Data supplied:
PR #269, opened 2020-04-13
Add new ACL for status-user

xdavidson:
This PR introduces a new ACL for status-user, whom will be used by hydra acknowledgement. It also 
  * declares a new node type: pant:documentStatus
  * added jcr:lastModified property to status node
  * it creates a status node automatically for each version


pantheon-bundle/src/main/java/com/redhat/pantheon/model/module/DocumentStatus.java
```diff
@@ -1,18 +1,27 @@
...
-    @Named("pant:status")
-    Field<String> status();
+import org.apache.jackrabbit.JcrConstants;
+
+import com.redhat.pantheon.model.api.Field;
+import com.redhat.pantheon.model.api.WorkspaceChild;
+import com.redhat.pantheon.model.api.annotation.JcrPrimaryType;
+
+@JcrPrimaryType("pant:documentStatus")
+public interface DocumentStatus extends WorkspaceChild {
```
aprajshekhar, line 14: One query - since the status represents status of acknowledgement wouldn't AckStatus or something similar be a better name?

xdavidson: AP, thank you for the feedback. this is an effort of co working with ben. We took your advice, and refactored some of the names

PR #271, opened 2020-04-14
Status user group

xdavidson:
This PR introduces
  * create a new pantheon role called pantheon-statusProvider. Providing a role allows us to create multiple users that have the same acls
  * replace the service user called 'status-user'. One downside of status-user is  this user is recreated everytime we build. 
  * add tracking of lastModifiedBy property on ackStatus node.


pantheon-bundle/src/main/java/com/redhat/pantheon/servlet/StatusAcknowledgeServlet.java
```diff
@@ -69,7 +70,7 @@ protected void doPost(@NotNull SlingHttpServletRequest request, @NotNull SlingHt
                 response.sendError(HttpServletResponse.SC_BAD_REQUEST, "Locale other than en_US is not supported");
                 return;
             }
-            processAcknowledgementRequest(acknowledgement, module, moduleLocale);
+            processAcknowledgementRequest(acknowledgement, module, moduleLocale, request);
```
aprajshekhar, line 73: Suggestion: Since only user id/name is needed in createStatusNode method, passing the name would be a better approach than passing the whole request objects. This would make other methods independent of request object and could make refactoring, if required in near future, simpler.

xdavidson: AP, thank you for the suggestion. I've updated the code accordingly.

xdavidson:
> This is an interesting proposal, @xdavidson . I am not sure I understand why you want to _replace_ the status user.
> 
> I would understand if you had the group _and_ the user, and just put the user in the group for the purpose of the ACL.
> 
> Are you proposing that we create the status user by hand? If so, why?

Creating a group will allow us to accommodate future needs for  more than one status-user.
It also avoid having plain password in the code. Yes, we can manually change the user password in the UI.

benradey:
Here's my thought though... if you want to go the group route (which does make sense), let's still follow the pattern of creating the necessary user(s) in the pantheon.txt file. Specify a password that is identical to the user name, which we'll change by hand in production, just like we are already doing for the 'admin' and 'sync-service' users. Unless there is a strong reason to treat this particular use case differently, then let's be consistent. Would you agree with that?

xdavidson:
> Here's my thought though... if you want to go the group route (which does make sense), let's still follow the pattern of creating the necessary user(s) in the pantheon.txt file. Specify a password that is identical to the user name, which we'll change by hand in production, just like we are already doing for the 'admin' and 'sync-service' users. Unless there is a strong reason to treat this particular use case differently, then let's be consistent. Would you agree with that?
Both admin user and sync-service don't belong to any groups. What's special about admin user is it has 'admin' role and all the super power comes that that role. What's special about sync-service user is that we give this user a very generous ACL access.

I created the new group pantheon-statusProvider followed the same pattern as pantheon-authors or pantheon-publishers. Define the group without creating any users in code. Handle user creation and group assignment on the UI.

benradey:
Thanks for doing that. Looks good to me now, other than that the build is failing... :)

PR #399, opened 2020-09-03
Ccs 3703 schema support

xdavidson:
* On module variant API, you will see "isPartOf" and the assembly/assemblies uuid and url that this module is included in
* On assembly variant API, you will see "hasPart" and the published module(s) info that this assembly includes


aprajshekhar (approved):
Looks good to me. Approved.

PR #402, opened 2020-09-06
split the base model adapter factory and the custom implementation

carlosmunoz:
So that the actual model classes can be separated from the base class. This means the model classes can now be used completely independently from the rest of the source code.


carlosmunoz:
@xdavidson for context, this is so we can use these classes in cupmatic as they are.

xdavidson (approved):

PR #403, opened 2020-09-07
CCS-3785: error on git import when "Repository URL is invalid" needs to change on Pantheon UI

aprajshekhar:
This PR
1. Parses the exception message coming from Git2Pantheon
2. Makes one of the left out error message into standard JSON error format.


rednitish (approved):
LGTM

PR #405, opened 2020-09-08
Reintroducing Wes' tweak to haml for anchors

benradey:
This was supposed to be part of the original xref feature branch but somehow didn't make it into master.


carlosmunoz (approved):
Seems targeted enough

PR #407, opened 2020-09-09
mvn test issue fix

aprajshekhar:
One of the poms was still referring to 0.1.1 rather than 0.1.0 which results in mvn test failing. This PR fixes that.


rednitish (commented):
LGTM

rednitish (approved):

PR #414, opened 2020-09-10
Added a pantheon2.yml file to manage the end-user documentation.

adahms:
Added a Pantheon configuration file so that the end-user documentation team can import the content they are creating into Pantheon and start reviewing it in its intended format.

### DIFF
--- a/pantheon2.yml
+++ b/pantheon2.yml
@@ -1,0 +1,10 @@
+server: https://pantheon.corp.redhat.com
+repository: Pantheon
+variants:
+  - name: main
+    path: pantheon-bundle/src/main/resources/SLING-INF/content/docs/attributes.adoc
+    canonical: true
+assemblies:
+  - pantheon-bundle/src/main/resources/SLING-INF/content/docs/assemblies/*.adoc
+modules:
+  - pantheon-bundle/src/main/resources/SLING-INF/content/docs/modules/*.adoc


adahms:
@redhataccess/pantheon-developers - Please review for technical completeness and accuracy.

benradey:
Interesting idea... I'm curious where you're going with this? :)

Is it just to get the docs into Pantheon so the preview links can be shared, and the process stops there? That's the takeaway I get from your opening comment.

I imagine the intention is not to go "all the way" and publish these docs to the customer portal?

Purely asking for curiosity, not trying to shut this down by any stretch.

adahms:
Hi @benradey - that's exactly it.

Early on in the project, we envisioned there being a custom mechanism of some kind for the EUD team to arbitrarily push updates to the documentation that would appear under the '? > Help' menu in Pantheon V2. 

The requirements for this are laid out in CCS-3630.

In recent months, Dawn told us that engineering would like us to take a dogfooding approach instead - use Pantheon V2 to manage and render the content. In line with this approach, we were told that we would need to create a pantheon2.yml file and product in Pantheon V2 like any other repository, and that once this content was in there, the scope of CCS-3630 would be to link the '? > Help' menu to whatever assembly acted as our main file.

That's the understanding I'm operating under in raising this PR - that engineering asked us to do this, and that this is part of our expected workflow in preparing the content to render ahead of MS3.

If that's not the case, we need to figure out how our content is going to get into Pantheon V2 and be rendered so that we can start adjusting the content to suit that model in time. We're now at the stage where we need to see how it's going to appear before we can make some decisions and get everything ready.

adahms:
Thanks, @benradey - glad this is still the way to go.

Removing the 'WIP' prefix from this PR; you're welcome to merge when engineering feels this is ready.

benradey (approved):

PR #415, opened 2020-09-10
CCS-3790 Product name and version url fragment missing from the view

rednitish:
CCS-3790 Product name and version url fragment missing from the view


aprajshekhar (approved):
LGTM

PR #417, opened 2020-09-11
Ccs 3743 change module type fixes

xdavidson:
This PR updates the label in the sort filter. It changes the label from  "Module type" to "Content type" so that it matches the column name.

### DIFF
--- a/pantheon-bundle/frontend/src/app/__snapshots__/searchFilter.test.tsx.snap
+++ b/pantheon-bundle/frontend/src/app/__snapshots__/searchFilter.test.tsx.snap
@@ -67,9 +67,9 @@ exports[`SearchFilter tests should render default Search component 1`] = `
       />
     </FormSelect>
     <FormSelect
-      aria-label="FormSelect ModuleType"
+      aria-label="FormSelect cType"
       className="small-margin"
-      id="moduleTypeForm"
+      id="contentTypeForm"
       isDisabled={false}
       isRequired={false}
       onBlur={[Function]}
@@ -151,10 +151,10 @@ exports[`SearchFilter tests should render default Search component 1`] = `
       />
       <FormSelectOption
         isDisabled={false}
-        key="Module type"
-        label="Module type"
+        key="Content type"
+        label="Content type"
         required={false}
-        value="Module type"
+        value="Content type"
       />
     </FormSelect>
     <Button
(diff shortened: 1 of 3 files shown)


pantheon-bundle/frontend/src/app/__snapshots__/searchFilter.test.tsx.snap
```diff
@@ -152,7 +152,7 @@ exports[`SearchFilter tests should render default Search component 1`] = `
       <FormSelectOption
         isDisabled={false}
         key="Module type"
-        label="Module type"
+        label="Content type"
         required={false}
         value="Module type"
```
rednitish, line 157: Can we also consider changing other module instances changes within this PR?

pantheon-bundle/frontend/src/app/__snapshots__/searchFilter.test.tsx.snap
```diff
@@ -152,7 +152,7 @@ exports[`SearchFilter tests should render default Search component 1`] = `
       <FormSelectOption
         isDisabled={false}
         key="Module type"
```
rednitish, line 154: Can we also consider changing other module instances changes within this PR?

pantheon-bundle/frontend/src/app/searchFilter.tsx
```diff
@@ -57,7 +57,7 @@ class SearchFilter extends Component<any, any> {
       { value: 'Uploaded date', label: 'Uploaded date', disabled: false },
       { value: 'Title', label: 'Title', disabled: false },
       { value: 'Updated date', label: 'Updated date', disabled: false },
-      { value: 'Module type', label: 'Module type', disabled: false }
+      { value: 'Module type', label: 'Content type', disabled: false }
```
rednitish, line 60: Can we also consider changing other module instances changes within this PR?

rednitish (changes requested):
I have few queries below, let me know, if we have those in separate change list.

pantheon-bundle/frontend/src/app/__snapshots__/searchFilter.test.tsx.snap
xdavidson: that would be a different effort. This ticket I'm working on is weighted as 0.5

pantheon-bundle/frontend/src/app/__snapshots__/searchFilter.test.tsx.snap
xdavidson: changing the key value breaks the sort.

pantheon-bundle/frontend/src/app/searchFilter.tsx
xdavidson: changing the key value breaks the sort. We are going to re-do the search page in the near future. For this ticket, the goal is to just update the label.

rednitish:
LGTM

rednitish (changes requested):
LGTM

rednitish (approved):

PR #421, opened 2020-09-16
Ccs 3323 send assembly data

xdavidson:
   * remove deprecated "module_uuid", "variant_uuid" and "assembly_uuid" from module/assembly variant apis. Going forward, we will only have "uuid". Hydra team is aware of this action. They are going to prod with this change tomorrow.
   * Update HydraIntegration to allow messages to be sent to Hydra when we publish/unpublish Assembly


aprajshekhar (approved):
buildEventMessage can be refactored into smaller methods. However, that can be taken up later.
Other than that LGTM :).

Approved.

Task instructions: Return, exactly, the lines from the first line of the records above to the line containing "PR #271, opened 2020-04-14", both included.

Solved problem:
PR #269, opened 2020-04-13
Add new ACL for status-user

xdavidson:
This PR introduces a new ACL for status-user, whom will be used by hydra acknowledgement. It also 
  * declares a new node type: pant:documentStatus
  * added jcr:lastModified property to status node
  * it creates a status node automatically for each version


pantheon-bundle/src/main/java/com/redhat/pantheon/model/module/DocumentStatus.java
```diff
@@ -1,18 +1,27 @@
...
-    @Named("pant:status")
-    Field<String> status();
+import org.apache.jackrabbit.JcrConstants;
+
+import com.redhat.pantheon.model.api.Field;
+import com.redhat.pantheon.model.api.WorkspaceChild;
+import com.redhat.pantheon.model.api.annotation.JcrPrimaryType;
+
+@JcrPrimaryType("pant:documentStatus")
+public interface DocumentStatus extends WorkspaceChild {
```
aprajshekhar, line 14: One query - since the status represents status of acknowledgement wouldn't AckStatus or something similar be a better name?

xdavidson: AP, thank you for the feedback. this is an effort of co working with ben. We took your advice, and refactored some of the names

PR #271, opened 2020-04-14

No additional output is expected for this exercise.